-------- TASK DATA

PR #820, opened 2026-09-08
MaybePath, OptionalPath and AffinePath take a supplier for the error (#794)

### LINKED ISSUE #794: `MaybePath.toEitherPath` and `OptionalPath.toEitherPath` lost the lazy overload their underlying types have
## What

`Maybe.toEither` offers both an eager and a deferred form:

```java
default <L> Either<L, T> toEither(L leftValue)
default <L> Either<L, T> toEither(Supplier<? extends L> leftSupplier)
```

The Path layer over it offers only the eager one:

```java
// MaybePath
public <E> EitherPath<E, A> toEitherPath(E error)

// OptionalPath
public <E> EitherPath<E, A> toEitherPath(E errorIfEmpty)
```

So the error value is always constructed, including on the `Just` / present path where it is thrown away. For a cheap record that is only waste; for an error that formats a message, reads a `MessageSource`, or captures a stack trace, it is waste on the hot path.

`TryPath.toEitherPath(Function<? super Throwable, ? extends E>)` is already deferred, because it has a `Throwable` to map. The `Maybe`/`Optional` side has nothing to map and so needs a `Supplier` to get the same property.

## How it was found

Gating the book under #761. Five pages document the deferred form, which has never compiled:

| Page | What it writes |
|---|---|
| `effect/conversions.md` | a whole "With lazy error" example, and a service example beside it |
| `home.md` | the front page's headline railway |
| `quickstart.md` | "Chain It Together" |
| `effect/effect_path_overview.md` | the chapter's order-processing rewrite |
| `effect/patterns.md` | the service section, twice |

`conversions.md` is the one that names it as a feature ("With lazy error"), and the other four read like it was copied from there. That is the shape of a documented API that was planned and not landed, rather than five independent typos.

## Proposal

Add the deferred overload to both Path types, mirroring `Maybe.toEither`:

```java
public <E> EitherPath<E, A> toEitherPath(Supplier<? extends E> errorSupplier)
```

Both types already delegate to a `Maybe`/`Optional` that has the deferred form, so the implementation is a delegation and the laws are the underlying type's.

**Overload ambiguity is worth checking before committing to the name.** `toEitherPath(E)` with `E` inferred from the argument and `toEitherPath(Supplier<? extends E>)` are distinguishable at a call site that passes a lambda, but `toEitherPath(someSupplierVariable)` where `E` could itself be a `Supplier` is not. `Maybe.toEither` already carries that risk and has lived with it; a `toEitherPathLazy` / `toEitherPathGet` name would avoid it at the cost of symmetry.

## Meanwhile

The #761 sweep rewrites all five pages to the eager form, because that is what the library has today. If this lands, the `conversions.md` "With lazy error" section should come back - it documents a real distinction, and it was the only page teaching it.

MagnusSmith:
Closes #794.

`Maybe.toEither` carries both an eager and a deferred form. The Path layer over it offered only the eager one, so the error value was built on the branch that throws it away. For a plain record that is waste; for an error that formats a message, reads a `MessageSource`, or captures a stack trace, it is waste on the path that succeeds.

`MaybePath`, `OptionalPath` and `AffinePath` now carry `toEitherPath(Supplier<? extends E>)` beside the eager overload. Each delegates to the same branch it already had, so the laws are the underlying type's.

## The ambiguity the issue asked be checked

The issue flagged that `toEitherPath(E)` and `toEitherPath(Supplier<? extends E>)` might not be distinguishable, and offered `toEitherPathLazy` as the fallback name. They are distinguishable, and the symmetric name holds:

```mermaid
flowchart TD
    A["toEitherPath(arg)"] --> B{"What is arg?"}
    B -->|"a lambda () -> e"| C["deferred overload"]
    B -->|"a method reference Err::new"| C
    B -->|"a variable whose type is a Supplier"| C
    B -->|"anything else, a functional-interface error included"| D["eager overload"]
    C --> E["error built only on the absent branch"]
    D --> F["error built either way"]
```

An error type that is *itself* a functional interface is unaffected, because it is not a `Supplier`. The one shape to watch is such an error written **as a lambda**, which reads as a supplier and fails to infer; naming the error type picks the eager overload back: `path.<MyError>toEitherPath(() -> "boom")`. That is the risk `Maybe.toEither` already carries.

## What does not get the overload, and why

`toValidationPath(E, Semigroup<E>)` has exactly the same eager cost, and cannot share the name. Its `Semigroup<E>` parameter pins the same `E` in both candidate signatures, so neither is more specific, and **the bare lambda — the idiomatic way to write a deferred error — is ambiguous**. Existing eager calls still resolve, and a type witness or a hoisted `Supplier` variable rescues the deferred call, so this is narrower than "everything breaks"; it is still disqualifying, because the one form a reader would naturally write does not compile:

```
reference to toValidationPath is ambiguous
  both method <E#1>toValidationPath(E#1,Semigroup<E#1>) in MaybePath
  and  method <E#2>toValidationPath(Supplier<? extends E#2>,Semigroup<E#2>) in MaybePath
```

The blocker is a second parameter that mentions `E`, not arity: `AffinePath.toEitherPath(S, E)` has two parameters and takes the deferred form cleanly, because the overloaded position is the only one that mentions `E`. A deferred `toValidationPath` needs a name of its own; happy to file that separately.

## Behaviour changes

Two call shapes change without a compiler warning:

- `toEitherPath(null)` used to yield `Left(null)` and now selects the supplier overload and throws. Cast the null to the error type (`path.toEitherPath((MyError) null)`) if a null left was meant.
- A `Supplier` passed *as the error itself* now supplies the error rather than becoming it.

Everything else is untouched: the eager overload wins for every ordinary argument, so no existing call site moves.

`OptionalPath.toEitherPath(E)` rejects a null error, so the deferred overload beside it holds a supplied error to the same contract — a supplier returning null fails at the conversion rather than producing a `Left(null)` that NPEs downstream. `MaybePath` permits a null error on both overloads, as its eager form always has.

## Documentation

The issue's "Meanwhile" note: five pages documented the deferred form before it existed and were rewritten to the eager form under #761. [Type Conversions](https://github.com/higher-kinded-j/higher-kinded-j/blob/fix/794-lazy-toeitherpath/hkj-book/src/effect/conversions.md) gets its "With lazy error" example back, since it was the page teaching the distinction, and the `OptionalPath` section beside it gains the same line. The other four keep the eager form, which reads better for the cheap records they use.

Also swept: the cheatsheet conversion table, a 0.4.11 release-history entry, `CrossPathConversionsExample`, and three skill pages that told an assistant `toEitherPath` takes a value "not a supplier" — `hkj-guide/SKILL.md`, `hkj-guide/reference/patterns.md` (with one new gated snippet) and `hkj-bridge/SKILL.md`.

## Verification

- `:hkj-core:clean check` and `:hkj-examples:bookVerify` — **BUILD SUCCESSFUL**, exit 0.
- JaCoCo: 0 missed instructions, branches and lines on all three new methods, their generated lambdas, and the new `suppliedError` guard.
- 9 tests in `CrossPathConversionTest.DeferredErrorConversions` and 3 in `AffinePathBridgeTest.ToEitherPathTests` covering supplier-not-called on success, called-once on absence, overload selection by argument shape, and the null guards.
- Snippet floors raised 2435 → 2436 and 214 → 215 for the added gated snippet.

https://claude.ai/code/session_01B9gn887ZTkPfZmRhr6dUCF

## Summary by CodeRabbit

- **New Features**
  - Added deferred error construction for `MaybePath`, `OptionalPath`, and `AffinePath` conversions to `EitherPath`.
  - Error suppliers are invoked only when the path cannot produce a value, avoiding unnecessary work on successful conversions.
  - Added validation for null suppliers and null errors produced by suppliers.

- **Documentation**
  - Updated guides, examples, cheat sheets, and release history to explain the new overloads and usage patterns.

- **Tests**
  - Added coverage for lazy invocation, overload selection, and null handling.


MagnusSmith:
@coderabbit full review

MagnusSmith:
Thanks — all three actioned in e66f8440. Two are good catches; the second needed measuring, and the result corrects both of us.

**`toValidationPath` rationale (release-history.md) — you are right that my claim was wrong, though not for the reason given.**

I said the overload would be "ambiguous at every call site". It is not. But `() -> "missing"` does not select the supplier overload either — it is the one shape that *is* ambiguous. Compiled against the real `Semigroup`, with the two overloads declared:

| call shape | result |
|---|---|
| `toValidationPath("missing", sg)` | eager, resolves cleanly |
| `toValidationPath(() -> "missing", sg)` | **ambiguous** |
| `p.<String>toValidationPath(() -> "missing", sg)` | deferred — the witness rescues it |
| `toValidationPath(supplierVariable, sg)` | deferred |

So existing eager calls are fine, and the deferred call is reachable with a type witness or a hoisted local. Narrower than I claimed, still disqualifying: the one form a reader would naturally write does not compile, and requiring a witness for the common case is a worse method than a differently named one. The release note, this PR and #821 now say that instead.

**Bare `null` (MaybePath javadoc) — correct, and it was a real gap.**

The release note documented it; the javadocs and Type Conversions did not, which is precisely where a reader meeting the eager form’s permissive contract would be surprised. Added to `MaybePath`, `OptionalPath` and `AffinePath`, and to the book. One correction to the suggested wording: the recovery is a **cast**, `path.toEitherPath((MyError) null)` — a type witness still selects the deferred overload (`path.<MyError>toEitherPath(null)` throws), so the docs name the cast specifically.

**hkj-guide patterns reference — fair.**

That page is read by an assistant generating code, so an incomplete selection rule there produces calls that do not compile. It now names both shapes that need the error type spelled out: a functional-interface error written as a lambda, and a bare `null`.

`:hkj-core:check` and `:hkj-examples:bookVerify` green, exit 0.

----------------

ACTION ITEM. Give back exactly the lines above, from the line containing "Everything else is" through the line containing "## Documentation", with both end lines and nothing more.

YOUR RESPONSE.
Everything else is untouched: the eager overload wins for every ordinary argument, so no existing call site moves.

`OptionalPath.toEitherPath(E)` rejects a null error, so the deferred overload beside it holds a supplied error to the same contract — a supplier returning null fails at the conversion rather than producing a `Left(null)` that NPEs downstream. `MaybePath` permits a null error on both overloads, as its eager form always has.

## Documentation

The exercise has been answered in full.